__MATERIAL SHOWN__.
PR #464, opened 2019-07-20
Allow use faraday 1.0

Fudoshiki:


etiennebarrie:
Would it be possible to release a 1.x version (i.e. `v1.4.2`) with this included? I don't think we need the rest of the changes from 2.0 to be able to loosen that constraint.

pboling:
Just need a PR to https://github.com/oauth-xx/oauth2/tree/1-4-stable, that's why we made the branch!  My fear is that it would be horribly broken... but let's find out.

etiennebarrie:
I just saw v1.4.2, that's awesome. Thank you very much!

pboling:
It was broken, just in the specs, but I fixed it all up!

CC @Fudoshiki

---

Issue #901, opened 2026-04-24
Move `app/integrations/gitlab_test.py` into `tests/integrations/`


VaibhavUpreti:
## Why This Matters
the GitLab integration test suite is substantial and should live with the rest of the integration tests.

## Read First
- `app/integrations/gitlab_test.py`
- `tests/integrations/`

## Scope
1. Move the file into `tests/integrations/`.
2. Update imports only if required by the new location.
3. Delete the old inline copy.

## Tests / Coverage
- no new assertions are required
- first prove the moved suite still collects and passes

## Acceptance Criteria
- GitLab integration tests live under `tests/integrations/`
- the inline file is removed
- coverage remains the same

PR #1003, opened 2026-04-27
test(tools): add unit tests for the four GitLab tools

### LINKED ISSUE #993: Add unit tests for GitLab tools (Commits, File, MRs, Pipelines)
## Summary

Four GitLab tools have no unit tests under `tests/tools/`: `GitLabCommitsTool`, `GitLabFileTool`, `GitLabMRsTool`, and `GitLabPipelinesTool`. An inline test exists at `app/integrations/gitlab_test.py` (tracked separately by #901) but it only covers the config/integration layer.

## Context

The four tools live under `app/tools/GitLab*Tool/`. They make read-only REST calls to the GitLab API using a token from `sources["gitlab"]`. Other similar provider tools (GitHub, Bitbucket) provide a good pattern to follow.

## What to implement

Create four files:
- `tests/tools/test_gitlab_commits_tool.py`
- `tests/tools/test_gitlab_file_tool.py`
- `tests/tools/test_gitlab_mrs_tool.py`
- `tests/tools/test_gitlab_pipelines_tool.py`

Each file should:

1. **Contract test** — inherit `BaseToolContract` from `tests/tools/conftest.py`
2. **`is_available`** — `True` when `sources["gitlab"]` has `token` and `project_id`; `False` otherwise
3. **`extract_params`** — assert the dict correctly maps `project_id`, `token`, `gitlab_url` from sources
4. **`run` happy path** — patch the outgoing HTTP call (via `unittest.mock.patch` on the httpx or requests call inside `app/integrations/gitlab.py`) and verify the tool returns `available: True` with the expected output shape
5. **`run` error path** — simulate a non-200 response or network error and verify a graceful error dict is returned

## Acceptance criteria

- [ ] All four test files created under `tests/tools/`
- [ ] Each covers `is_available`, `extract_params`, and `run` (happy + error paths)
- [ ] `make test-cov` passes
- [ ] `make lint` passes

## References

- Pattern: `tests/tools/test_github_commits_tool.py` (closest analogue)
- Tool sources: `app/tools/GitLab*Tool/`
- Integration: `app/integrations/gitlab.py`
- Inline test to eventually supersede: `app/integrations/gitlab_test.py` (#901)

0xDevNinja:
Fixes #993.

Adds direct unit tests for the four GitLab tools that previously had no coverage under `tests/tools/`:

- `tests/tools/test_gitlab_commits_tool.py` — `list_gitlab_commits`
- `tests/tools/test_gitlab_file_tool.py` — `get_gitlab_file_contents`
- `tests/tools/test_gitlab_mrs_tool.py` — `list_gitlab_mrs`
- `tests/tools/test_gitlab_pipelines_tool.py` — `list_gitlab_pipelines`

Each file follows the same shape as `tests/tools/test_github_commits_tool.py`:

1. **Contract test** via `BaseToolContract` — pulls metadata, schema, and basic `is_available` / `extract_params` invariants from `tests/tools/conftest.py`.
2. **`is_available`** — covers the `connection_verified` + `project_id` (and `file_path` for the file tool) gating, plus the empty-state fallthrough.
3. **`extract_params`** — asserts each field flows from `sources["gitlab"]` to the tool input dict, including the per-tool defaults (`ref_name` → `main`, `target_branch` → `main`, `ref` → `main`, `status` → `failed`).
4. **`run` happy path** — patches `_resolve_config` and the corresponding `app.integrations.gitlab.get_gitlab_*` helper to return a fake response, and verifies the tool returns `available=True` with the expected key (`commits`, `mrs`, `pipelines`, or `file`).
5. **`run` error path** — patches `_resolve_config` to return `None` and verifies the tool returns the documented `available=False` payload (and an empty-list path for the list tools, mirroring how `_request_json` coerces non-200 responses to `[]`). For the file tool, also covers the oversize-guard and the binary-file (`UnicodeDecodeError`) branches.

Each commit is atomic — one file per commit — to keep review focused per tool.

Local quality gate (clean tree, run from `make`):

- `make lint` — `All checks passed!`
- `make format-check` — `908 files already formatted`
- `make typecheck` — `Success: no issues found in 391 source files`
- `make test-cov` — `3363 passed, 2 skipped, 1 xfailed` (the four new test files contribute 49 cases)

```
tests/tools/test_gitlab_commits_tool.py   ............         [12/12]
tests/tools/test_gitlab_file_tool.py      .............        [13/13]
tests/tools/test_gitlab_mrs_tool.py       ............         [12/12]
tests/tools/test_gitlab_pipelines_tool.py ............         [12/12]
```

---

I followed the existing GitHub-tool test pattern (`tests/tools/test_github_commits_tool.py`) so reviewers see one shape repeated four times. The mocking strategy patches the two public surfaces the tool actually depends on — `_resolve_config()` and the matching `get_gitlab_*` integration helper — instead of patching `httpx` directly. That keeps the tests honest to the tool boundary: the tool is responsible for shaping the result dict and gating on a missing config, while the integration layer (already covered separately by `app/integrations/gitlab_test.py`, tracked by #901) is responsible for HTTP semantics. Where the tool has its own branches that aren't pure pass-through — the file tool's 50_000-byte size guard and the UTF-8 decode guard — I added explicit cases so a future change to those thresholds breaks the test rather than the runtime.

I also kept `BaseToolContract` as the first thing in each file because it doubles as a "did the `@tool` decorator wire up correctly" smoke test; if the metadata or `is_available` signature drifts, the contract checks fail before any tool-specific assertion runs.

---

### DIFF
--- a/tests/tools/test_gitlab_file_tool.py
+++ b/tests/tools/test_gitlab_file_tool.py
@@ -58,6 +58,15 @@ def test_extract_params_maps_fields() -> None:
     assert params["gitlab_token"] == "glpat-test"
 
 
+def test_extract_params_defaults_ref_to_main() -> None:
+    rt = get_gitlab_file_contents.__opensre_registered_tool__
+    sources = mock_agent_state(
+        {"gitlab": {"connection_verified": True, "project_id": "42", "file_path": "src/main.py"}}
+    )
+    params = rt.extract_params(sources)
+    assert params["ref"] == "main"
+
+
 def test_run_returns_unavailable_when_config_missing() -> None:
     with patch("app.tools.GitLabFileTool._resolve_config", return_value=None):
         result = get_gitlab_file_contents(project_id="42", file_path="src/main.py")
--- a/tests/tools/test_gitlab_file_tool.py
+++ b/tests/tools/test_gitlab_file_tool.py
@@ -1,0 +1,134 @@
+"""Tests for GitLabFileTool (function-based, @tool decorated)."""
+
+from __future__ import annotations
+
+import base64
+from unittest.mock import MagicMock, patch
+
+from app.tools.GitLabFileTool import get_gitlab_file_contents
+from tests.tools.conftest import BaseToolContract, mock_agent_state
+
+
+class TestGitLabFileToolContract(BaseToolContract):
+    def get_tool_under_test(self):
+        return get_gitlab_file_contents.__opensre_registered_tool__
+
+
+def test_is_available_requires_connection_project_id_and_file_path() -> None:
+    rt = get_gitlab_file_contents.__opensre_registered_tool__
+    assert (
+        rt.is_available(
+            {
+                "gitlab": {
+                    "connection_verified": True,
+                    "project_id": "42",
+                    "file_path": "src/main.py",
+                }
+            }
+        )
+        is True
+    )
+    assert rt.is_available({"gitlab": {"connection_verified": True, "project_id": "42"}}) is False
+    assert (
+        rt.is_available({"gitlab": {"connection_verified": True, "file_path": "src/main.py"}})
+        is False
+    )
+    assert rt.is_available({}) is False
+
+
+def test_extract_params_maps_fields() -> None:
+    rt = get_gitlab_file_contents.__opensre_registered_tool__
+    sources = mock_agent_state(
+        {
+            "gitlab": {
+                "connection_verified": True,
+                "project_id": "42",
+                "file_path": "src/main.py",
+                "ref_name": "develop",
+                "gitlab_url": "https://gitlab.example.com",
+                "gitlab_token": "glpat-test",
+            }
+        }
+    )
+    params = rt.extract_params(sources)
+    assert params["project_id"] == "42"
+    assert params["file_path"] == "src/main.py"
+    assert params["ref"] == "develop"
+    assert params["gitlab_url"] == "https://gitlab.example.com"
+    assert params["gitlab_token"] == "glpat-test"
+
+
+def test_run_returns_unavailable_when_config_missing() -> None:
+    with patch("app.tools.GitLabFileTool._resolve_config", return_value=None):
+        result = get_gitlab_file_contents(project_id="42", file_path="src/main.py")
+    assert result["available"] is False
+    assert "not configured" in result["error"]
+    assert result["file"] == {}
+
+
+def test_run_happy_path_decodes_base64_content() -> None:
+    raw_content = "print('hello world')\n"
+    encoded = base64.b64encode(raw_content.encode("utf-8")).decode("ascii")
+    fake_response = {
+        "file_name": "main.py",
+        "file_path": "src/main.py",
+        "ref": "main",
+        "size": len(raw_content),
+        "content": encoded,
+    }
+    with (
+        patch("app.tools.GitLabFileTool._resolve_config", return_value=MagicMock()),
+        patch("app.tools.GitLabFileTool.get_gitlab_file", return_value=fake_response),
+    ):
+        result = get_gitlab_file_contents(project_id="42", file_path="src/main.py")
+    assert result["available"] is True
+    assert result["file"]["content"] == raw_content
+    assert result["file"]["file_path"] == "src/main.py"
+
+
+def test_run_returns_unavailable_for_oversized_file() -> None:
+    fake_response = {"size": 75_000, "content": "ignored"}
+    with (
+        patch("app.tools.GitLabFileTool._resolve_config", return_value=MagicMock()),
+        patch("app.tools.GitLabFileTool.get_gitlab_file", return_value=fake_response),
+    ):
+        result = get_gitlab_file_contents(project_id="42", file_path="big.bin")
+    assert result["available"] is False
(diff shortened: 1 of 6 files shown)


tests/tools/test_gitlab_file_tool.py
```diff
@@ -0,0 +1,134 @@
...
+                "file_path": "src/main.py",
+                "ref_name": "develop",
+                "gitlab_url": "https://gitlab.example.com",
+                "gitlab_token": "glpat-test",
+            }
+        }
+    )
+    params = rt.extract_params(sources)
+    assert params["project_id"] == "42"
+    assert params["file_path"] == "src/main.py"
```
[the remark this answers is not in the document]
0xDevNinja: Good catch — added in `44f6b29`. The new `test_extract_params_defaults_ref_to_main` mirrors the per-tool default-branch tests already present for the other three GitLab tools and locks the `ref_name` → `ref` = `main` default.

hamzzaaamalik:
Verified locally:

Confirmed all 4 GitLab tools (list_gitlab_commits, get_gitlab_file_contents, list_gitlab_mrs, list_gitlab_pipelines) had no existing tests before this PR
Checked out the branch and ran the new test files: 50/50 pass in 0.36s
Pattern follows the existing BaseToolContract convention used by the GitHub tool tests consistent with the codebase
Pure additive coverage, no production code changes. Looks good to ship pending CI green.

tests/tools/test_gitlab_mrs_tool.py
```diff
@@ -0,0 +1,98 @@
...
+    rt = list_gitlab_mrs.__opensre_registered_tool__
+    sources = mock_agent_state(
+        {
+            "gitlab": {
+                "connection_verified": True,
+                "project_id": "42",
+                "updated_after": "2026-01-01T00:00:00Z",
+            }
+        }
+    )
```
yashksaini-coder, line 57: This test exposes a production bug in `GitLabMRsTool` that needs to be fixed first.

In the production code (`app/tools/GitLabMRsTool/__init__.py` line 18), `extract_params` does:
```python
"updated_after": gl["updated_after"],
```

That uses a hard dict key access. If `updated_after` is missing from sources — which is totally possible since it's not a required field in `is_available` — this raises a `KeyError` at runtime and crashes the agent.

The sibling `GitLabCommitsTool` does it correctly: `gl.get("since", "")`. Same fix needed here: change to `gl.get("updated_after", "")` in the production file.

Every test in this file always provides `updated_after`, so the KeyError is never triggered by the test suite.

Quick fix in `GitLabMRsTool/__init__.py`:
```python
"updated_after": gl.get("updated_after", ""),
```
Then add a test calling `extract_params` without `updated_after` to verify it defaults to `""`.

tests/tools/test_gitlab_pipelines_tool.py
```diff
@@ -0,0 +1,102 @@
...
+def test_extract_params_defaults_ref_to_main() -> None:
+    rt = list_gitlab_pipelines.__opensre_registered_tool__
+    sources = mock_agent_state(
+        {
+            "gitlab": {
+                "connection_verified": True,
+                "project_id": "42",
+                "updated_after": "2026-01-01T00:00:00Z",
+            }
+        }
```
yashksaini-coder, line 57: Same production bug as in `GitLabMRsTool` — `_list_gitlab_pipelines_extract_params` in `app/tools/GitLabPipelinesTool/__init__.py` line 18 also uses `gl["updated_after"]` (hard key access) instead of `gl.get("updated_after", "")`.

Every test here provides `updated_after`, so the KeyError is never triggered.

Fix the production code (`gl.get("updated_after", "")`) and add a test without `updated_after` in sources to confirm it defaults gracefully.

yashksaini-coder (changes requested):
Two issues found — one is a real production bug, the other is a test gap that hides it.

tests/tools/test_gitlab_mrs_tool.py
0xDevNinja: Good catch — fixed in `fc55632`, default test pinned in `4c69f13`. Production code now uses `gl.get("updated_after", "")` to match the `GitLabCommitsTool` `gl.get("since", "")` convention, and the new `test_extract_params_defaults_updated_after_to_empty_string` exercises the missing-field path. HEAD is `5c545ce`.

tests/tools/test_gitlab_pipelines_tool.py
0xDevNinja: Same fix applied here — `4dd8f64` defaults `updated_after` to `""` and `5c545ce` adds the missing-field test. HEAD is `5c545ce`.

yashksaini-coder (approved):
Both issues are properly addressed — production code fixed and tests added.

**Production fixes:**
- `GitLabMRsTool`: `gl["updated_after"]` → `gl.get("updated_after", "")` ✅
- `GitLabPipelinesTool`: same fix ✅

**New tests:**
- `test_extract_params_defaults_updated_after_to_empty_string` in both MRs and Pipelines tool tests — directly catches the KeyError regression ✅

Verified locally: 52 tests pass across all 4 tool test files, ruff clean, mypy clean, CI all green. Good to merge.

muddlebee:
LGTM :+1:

...

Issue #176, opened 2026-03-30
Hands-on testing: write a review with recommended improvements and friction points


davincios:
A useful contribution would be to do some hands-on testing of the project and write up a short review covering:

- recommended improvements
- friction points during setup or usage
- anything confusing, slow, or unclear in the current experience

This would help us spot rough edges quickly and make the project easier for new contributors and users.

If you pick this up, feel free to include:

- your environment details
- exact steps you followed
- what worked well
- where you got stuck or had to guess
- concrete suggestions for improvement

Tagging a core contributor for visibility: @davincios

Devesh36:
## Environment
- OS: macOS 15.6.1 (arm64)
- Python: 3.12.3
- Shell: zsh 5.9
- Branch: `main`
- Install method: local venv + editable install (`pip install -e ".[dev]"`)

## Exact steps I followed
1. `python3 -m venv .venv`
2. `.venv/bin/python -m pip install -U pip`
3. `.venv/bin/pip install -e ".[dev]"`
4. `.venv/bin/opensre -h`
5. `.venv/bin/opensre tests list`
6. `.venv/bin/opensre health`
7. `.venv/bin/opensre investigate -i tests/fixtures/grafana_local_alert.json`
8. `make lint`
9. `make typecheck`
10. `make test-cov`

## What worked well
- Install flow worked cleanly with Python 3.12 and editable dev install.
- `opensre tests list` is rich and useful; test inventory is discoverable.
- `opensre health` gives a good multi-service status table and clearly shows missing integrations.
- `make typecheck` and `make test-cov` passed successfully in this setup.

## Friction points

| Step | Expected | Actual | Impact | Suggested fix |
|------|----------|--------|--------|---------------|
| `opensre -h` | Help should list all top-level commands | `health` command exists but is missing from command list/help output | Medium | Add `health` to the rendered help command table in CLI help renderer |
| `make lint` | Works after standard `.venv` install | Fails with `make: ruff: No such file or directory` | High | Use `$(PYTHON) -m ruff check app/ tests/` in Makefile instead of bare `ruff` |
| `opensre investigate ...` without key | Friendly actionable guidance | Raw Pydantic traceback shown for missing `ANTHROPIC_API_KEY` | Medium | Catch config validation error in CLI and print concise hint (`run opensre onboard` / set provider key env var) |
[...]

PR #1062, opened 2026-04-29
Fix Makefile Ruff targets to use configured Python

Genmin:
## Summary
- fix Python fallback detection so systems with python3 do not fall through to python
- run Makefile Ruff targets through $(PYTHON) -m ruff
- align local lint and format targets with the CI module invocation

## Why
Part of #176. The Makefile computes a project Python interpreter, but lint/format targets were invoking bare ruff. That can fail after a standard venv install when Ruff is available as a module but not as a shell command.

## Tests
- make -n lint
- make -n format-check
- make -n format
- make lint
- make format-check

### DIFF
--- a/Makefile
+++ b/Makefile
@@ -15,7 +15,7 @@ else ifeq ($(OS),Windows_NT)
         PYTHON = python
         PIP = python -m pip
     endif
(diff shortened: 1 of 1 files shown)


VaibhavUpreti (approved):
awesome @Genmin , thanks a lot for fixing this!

__PROBLEM TO SOLVE__.
All lines above that include the word "Makefile" must be copied into the answer.

__SOLVED EXERCISE__.
| `make lint` | Works after standard `.venv` install | Fails with `make: ruff: No such file or directory` | High | Use `$(PYTHON) -m ruff check app/ tests/` in Makefile instead of bare `ruff` |
Fix Makefile Ruff targets to use configured Python
- run Makefile Ruff targets through $(PYTHON) -m ruff
Part of #176. The Makefile computes a project Python interpreter, but lint/format targets were invoking bare ruff. That can fail after a standard venv install when Ruff is available as a module but not as a shell command.
--- a/Makefile
+++ b/Makefile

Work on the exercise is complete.